Sometimes dreams change. For alumnus Colin Bryant, his dreams of a pro basketball career were dashed by an injury. But now Bryant is a highly successful sports agent and executive, who not only helps college basketball players go on to play professionally, he also prepares them for life.
Helping young people succeed is Bryant’s mission in his career and in his life. Bryant earned his Master of Business Administration degree with a specialization in sport business in 2015, fulfilling a promise to his parents. He left college as an undergraduate to help his friend, NBA broadcaster and former player Antonio Daniels, when Daniels was drafted by the then-Vancouver Grizzlies. With that experience, he became a certified sports agent, but he also completed his degrees.
Bryant and Daniels were childhood friends growing up in Columbus, Ohio, playing basketball at St. Francis DeSales High School, a Catholic school in Columbus. “Growing up in Columbus, Antonio was my best friend,” Bryant said. “We played all the time with dreams of going to the NBA. We were on track for our dreams to come true.”
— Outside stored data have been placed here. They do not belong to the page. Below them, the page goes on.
PR #32218, opened 2024-05-02
Servoshell: Add support for mouse thumb buttons to go back/forward

### LINKED ISSUE #31655: servoshell: make the mouse thumb buttons go back and forward
The lower thumb button should go back, and the upper thumb button should go forward. These buttons are sometimes known as “mouse4” and “mouse5”, “X1” and “X2”, or buttons 8 and 9.

The code that handles mouse input is in [Minibrowser::on_event](https://github.com/servo/servo/blob/f3a73dbed39c38c6581fc356d3d4f2d38c906e93/ports/servoshell/minibrowser.rs#L89-L111).

This may be a good [newcomer issue](https://github.com/servo/servo/labels/B-newcomer) once winit is upgraded to 0.29 (#31278).

MunishMummadi:
This patch adds support to make mouse buttons go backward and forward in servoshell's minibrowser.

[Refer to this doc](https://docs.rs/winit/latest/winit/event/enum.MouseButton.html#variant.Back)
-  And this line `macOS: Back and Forward might not work with all hardware.`
- The feature doesn't seem to work on my mac after changes.
- [x] These changes fix #31655

### DIFF
--- a/ports/servoshell/minibrowser.rs
+++ b/ports/servoshell/minibrowser.rs
@@ -23,6 +23,7 @@ use servo::rendering_context::RenderingContext;
 use servo::servo_geometry::DeviceIndependentPixel;
 use servo::servo_url::ServoUrl;
 use servo::style_traits::DevicePixel;
+use winit::event::{ElementState, MouseButton, WindowEvent};
 
 use crate::egui_glue::EguiGlow;
 use crate::events_loop::EventsLoop;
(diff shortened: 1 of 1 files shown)


ports/servoshell/minibrowser.rs
```diff
@@ -107,10 +108,20 @@ impl Minibrowser {
                 self.last_mouse_position
                     .map_or(false, |p| self.is_in_browser_rect(p))
             },
-            winit::event::WindowEvent::MouseWheel { .. } |
-            winit::event::WindowEvent::MouseInput { .. } => self
-                .last_mouse_position
-                .map_or(false, |p| self.is_in_browser_rect(p)),
```
mrobinson, line 113: It looks like this change no longer checks to see if the last mouse position was in the browser rectangle? What's going on here?

mrobinson:
It's a bit unclear from your message: have you verified that this change works or does it just not work on Mac?

MunishMummadi:
I read that it doesn't work on some mac hardware(I might be completely wrong). Even though I removed `MouseWheel` event , the mouse buttons should work right?. But removing both `MouseWheel` & `MouseInput` isn't a good idea. I will change it.

ports/servoshell/minibrowser.rs
MunishMummadi: Yeah, I thought I made a way around i.e I simplified things. But it isn't the case. I will try to do some changes.

MunishMummadi:
Even though `./mach build --dev` doesn't produce any errors. I am not able to create the functionality. So, I am making this PR a draft.

mrobinson:
If this isn't functional at all, let's close this one for now to clear it out of the queue. Once you have this working just open it up again and I'll be more than happy with to take a look at it. Thanks!

MunishMummadi:
Got it!!

PR #32220, opened 2024-05-03
Do not use crown when building docs

sagudev:
---

- [x] These changes do not require tests because it's mini fix


mrobinson (approved):

mrobinson:
Eventually it might make sense to only use crown for a special lint job that's run on the CI.

PR #32230, opened 2024-05-05
Implement attributes for the `<meter>` element

shanehandley:
Implement attributes for the html `<meter>` element.

https://html.spec.whatwg.org/multipage/form-elements.html#the-meter-element

---


components/script/dom/htmlmeterelement.rs
```diff
@@ -52,4 +57,138 @@ impl HTMLMeterElement {
...
+        let max = *self.Max();
+
+        Finite::wrap(
+            self.upcast::<Element>()
+                .get_string_attribute(&local_name!("value"))
+                .parse_floating_point_number()
+                .map_or(0.0, |candidate_actual_value| {
+                    if candidate_actual_value < min || min > max {
+                        return min;
+                    }
```
sagudev, line 73: Why is this needed? Isn't clamp enough?

components/script/dom/htmlmeterelement.rs
```diff
@@ -52,4 +57,138 @@ impl HTMLMeterElement {
...
+        let max = *self.Max();
+
+        Finite::wrap(
+            self.upcast::<Element>()
+                .get_string_attribute(&local_name!("low"))
+                .parse_floating_point_number()
+                .map_or(min, |candidate_low_boundary| {
+                    if candidate_low_boundary < min || min > max {
+                        return min;
+                    }
```
sagudev, line 131: ditto

components/script/dom/htmlmeterelement.rs
```diff
@@ -52,4 +57,138 @@ impl HTMLMeterElement {
...
+        let low: f64 = *self.Low();
+
+        Finite::wrap(
+            self.upcast::<Element>()
+                .get_string_attribute(&local_name!("high"))
+                .parse_floating_point_number()
+                .map_or(max, |candidate_high_boundary| {
+                    if candidate_high_boundary < low || min > max {
+                        return low;
+                    }
```
sagudev, line 157: ditto

components/script/dom/htmlmeterelement.rs
```diff
@@ -52,4 +57,138 @@ impl HTMLMeterElement {
...
+        let min = *self.Min();
+
+        Finite::wrap(
+            self.upcast::<Element>()
+                .get_string_attribute(&local_name!("optimum"))
+                .parse_floating_point_number()
+                .map_or(max.add(min).div(2.0), |candidate_optimum_point| {
+                    if min <= max {
+                        return candidate_optimum_point.clamp(min, max);
+                    }
```
sagudev, line 182: ditto

tests/wpt/meta/html/dom/reflection-forms.html.ini
```diff
@@ -3380,132 +3380,24 @@
...
-    expected: FAIL
-
-  [meter.value: IDL set to -10000000000]
-    expected: FAIL
-
-  [meter.value: IDL set to -1]
-    expected: FAIL
-
   [meter.value: IDL set to -0]
     expected: FAIL
```
sagudev, line 3384: Apparently some setters do not work correctly (maybe wrong parsing?).

components/script/dom/htmlmeterelement.rs
shanehandley: Oh avoiding panics while working on WPT passes, I can't reproduce those cases now, so removed 👍

tests/wpt/meta/html/dom/reflection-forms.html.ini
shanehandley: Sorry for not responding to this comment yet but I went down a rabbit hole, I switched the setter implementations to `parse_floating_point_number` before setting the value, but the issue persisted.

I'm really unsure if this is something in `parse_floating_point_number` or not :/

[Spidermonkey's](https://searchfox.org/mozilla-central/source/dom/base/ResponsiveImageSelector.cpp#36) `parseFloat(-0.0)` returns `0`. But our implementation returns -0.0 - do you think this might be a factor or am I barking up the wring tree?

Thank you!

sagudev: I think that our parse_floating_point_number is wrong, but we can leave this for follow up. In firefox the corresponding function is actually https://searchfox.org/mozilla-central/source/dom/base/nsAttrValue.cpp#1892 (you can see it's only used on progress and meter element just like ours).

sagudev (approved):

sagudev:
Thank you!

Both skilled players, Daniels earned a scholarship to Bowling Green State University in Ohio, while Bryant earned a full-ride basketball scholarship to California Polytechnic State University, San Luis Obispo. But Bryant’s dream was derailed by a hip injury and a broken jaw his senior year at Cal Poly. “At the time, I was maybe a year shy of getting my degree,” he said.
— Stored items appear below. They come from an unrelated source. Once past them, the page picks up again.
Issue #32226, opened 2024-05-04
Intermittent timeout in /performance-timeline/not-restored-reasons/performance-navigation-timing-navigation-failure.tentative.window.html


jdm:
```
TIMEOUT [expected OK] /performance-timeline/not-restored-reasons/performance-navigation-timing-navigation-failure.tentative.window.html

    TIMEOUT [expected FAIL] subtest: Ensure that navigation failure blocks bfcache and gets recorded.
```

Issue #32213, opened 2024-05-02
Intermittent TIMEOUT in /performance-timeline/not-restored-reasons/performance-navigation-timing-iframes-without-attributes.tentative.window.html


syvb:
```
  ▶ TIMEOUT [expected OK] /performance-timeline/not-restored-reasons/performance-navigation-timing-iframes-without-attributes.tentative.window.html
  │   ▶ TIMEOUT [expected FAIL] RemoteContextHelper navigation using BFCache
  └   └   → Test timed out
```

TimvdLippe:
Closing as stale as this issue has not received any failure references for over a month

PR #32241, opened 2024-05-07
Skip all flaky tests in performance-timeline/not-restored-reasons

syvb:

Instead, Daniels was selected by the Vancouver Grizzlies with the fourth overall pick of the 1997 NBA draft. It was for Bryant, the “opportunity of a lifetime to help him. He wanted me to come.”
Daniels, now the color analyst for the New Orleans Pelicans, said he has been through “heaven and hell” with Bryant. “The Lord has blessed us to evolve together inside each other’s lives,” Daniels said.
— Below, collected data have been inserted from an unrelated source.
PR #32270, opened 2024-05-11
clippy: Fix last few warnings

Pi-Cla:
---
- [x] These changes do not require tests because this is just clippy

### DIFF
--- a/components/layout_thread/lib.rs
+++ b/components/layout_thread/lib.rs
@@ -260,7 +260,7 @@ impl Layout for LayoutThread {
         self.handle_request(Request::FromFontCache);
     }
 
-    fn device<'a>(&'a self) -> &'a Device {
+    fn device(&self) -> &Device {
         self.stylist.device()
     }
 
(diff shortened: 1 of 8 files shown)


components/layout_thread/lib.rs
```diff
@@ -877,36 +877,34 @@ impl LayoutThread {
                     .base()
                     .restyle_damage
                     .contains(ServoRestyleDamage::REPAINT) ||
-                    self.display_list.borrow().is_none()
+                    self.display_list.borrow().is_none() && reflow_goal.needs_display_list()
```
sagudev, line 880: I think && has higher priority than || so this code isn't equal.

sagudev: Clippy gives right suggestion (note the brackets):
```
   |
14 | /     if f1() || f2() {
15 | |         if f3() {
16 | |             
17 | |         }
18 | |     }
   | |_____^
   |
   = help: for further information visit https://rust-lang.github.io/rust-clippy/master/index.html#collapsible_if
   = note: `#[warn(clippy::collapsible_if)]` on by default
help: collapse nested if block
   |
14 ~     if (f1() || f2()) && f3() {
15 +         
16 +     }
   |
```

Pi-Cla: Good catch, I did not know that && has higher precedence than ||.
I've just rebased a fix.

sagudev (approved):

Bryant dropped out of Cal Poly and moved to Vancouver, British Columbia, accompanying his friend. “He signed a three-year, $8 million contract,” Bryant said of Daniels. “We were 22 years old, and off to fend for ourselves.”
While Daniels had one of the top sports agents at the time, he did not receive attention, and Bryant took over that role. He began marketing Daniels, and thought, “‘this could be something that I could do.’”
By end of the rookie year, Daniels was traded to the San Antonio Spurs in Texas. “That was a blessing in disguise for both of us,” Bryant said. “He went from the worst team in the league to winning the 1999 NBA championship.”
Bryant learned the business of the NBA from Spurs management and players, including Gregg Popovich, R.C. Buford, David Robinson, and Tim Duncan, and he eventually was certified as an NBA agent.
But Bryant never forgot the promise he made to his mother and father about completing his degree. He said, “Although I was practicing in the industry, I made it a priority to pursue my education.”
He enrolled at the University of Texas-San Antonio and completed a semester. Then Daniels was traded to the Portland Trailblazers. Due to the rigors of his career and travel schedule, it was impossible to be in the classroom, so Bryant decided to focus on his blossoming career. During this time, he signed more players, including Raymond Felton, Damian Wilkins, Acie Law, and his biggest client Rashard Lewis, whom he negotiated a $100 million-plus deal with the Orlando Magic.
“But through it all, that promise I made and the desire to get a degree was always on my mind. I felt empty,” Bryant said. “Although, I was achieving at a high level, I knew I could do so much more.”
In 2011 he was inspired by the birth of his daughter Bella. “I took my role as a father seriously,” he said. “I didn’t want to be a hypocrite and push education when I hadn’t completed my degree. I wanted to be someone she could look up to.”
As online education became more prevalent, Bryant completed his degree in management from the University of Phoenix. “But I had a thirst for more knowledge,” Bryant said. “I became more comfortable with online learning and better appreciated the value in the convenience that it afforded me. I had the hands-on experience [as a sports agent], but I wanted to add technical knowledge, case studies, and I was looking for the best school to attend.” He was impressed by Saint Leo’s curriculum, and the enrollment process was easy, but it was a busy time in his career and life.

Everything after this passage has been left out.